The row (7 9 11 1 3 5 6 4 2 0 10 8), for example, can be transformed into only 23 unique rows. In this row, "5 6" is the axis of symmetry in the row. Notice that each jump on the left half of the row is identical to the corresponding jump on the right. This feature of palindromic rows was employed by Alban Berg in extremely clever and complex ways.
Every note in a piece of twelve-tone music must be derived somehow from the prime row. However, in his 12-tone compositions, Berg often mixed twelve-tone music with non-twelve-tone music. He would also use more than one prime row within a single composition. He also used other procedures which need not concern us at GCSE level.

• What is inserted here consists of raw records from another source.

Issue #1403, opened 2025-07-30
Create the Lakeshore devices.


Relm-Arrowny:
Part of #1339 

This create the lakeshore device.

PR #1408, opened 2025-07-30
1404 add base lakeshore temperature controllers

### LINKED ISSUE #1411: Add lakeshore base device
Add lakeshore base device

## Acceptance Criteria

Relm-Arrowny:
Fixes #1411 
Part 2 of #1403 

Added Lakeshore controller to set temperature.
Added two derived signal to keep track of control channel and hint channel.
Corrected heater_output pv. 

1.run test,
2. Confirm it passes

 ### Checks for reviewer


src/dodal/devices/temperture_controller/lakeshore/lakeshore_io.py
```diff
@@ -0,0 +1,86 @@
...
+        else:
+            self.control_channels = DeviceVector(
+                {
+                    i: LakeshoreControlChannel(
+                        prefix=prefix, suffix=str(i), heater_type=heater_setting
+                    )
+                    for i in range(1, num_readback_channel + 1)
+                }
+            )
+
```
oliwenmandiamond, line 74: The if else isn't needed for the DeviceVector, only for the parameters to give it, Maybe something like this?

```Python
suffixes = [""] if single_control_channel else map(str, range(1, num_readback_channel + 1))
self.control_channels = DeviceVector(
    {
        i: LakeshoreControlChannel(prefix=prefix, suffix=suffix, heater_type=heater_setting)
        for i, suffix in enumerate(suffixes, start=1)
    }
)
```
However, I still think `single_control_channel` isn't needed as something you pass in. Is there ever a time where `num_readback_channel == 1 and single_control_channel == False`? If not, then if passing `num_readback_channel = 1` should make `single_control_channel = True`.

src/dodal/devices/temperture_controller/lakeshore/lakeshore.py
```diff
@@ -0,0 +1,157 @@
...
+from bluesky.protocols import Movable
+from ophyd_async.core import (
+    AsyncStatus,
+    SignalDatatypeT,
+    StandardReadable,
+    StandardReadableFormat,
+    derived_signal_rw,
+    soft_signal_rw,
+)
+from ophyd_async.core._readable import _HintsFromName
```
oliwenmandiamond, line 12: I am not sure about this as you are importing a private class from a private module from ophyd-async. I don't think this should be allowed and just because you can do it doesn't mean we should. If you must use this, I would ask ophyd-async to be make this public so you can do

`from ophyd_async.core import HintsFromName`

In composing the opera "Lulu", Berg assigned a separate row to each of the principal characters of the opera. Thus purely abstract note progressions have dramatic meaning. This is of course very similar to Wagner's leitmotiv, the musical phrase that represented a character, object, or state of being. Berg used true leitmotiv in both of his operas. The row transformations found in Berg's twelve-tone music themselves have dramatic significance.
12 tone composition for GCSE
Candidates should compose a piece based on a 12 note row. The chosen row should be used to generate melodic and harmonic material according to a set of predetermined rules.
Examples of briefs
Compose the theme music for a TV or Video Science programme about Mirrors.
Compose the music for a Ghost Story or film, perhaps using storyboards to help you plan the sections.
Compose a Study for an unusual ensemble of instruments to help the players test and improve their rhythmic skills in performance.
Compose a piece for Electronic sounds (from keyboards perhaps for a small group of players) to suggest the future or to go with a Science Fiction play or film.
Compose a set of Variations.
Compose a piece which uses various kinds of canon.
Compose a piece for String Quartet which exploits all the 'special' ways of playing string instruments for one or all of the players.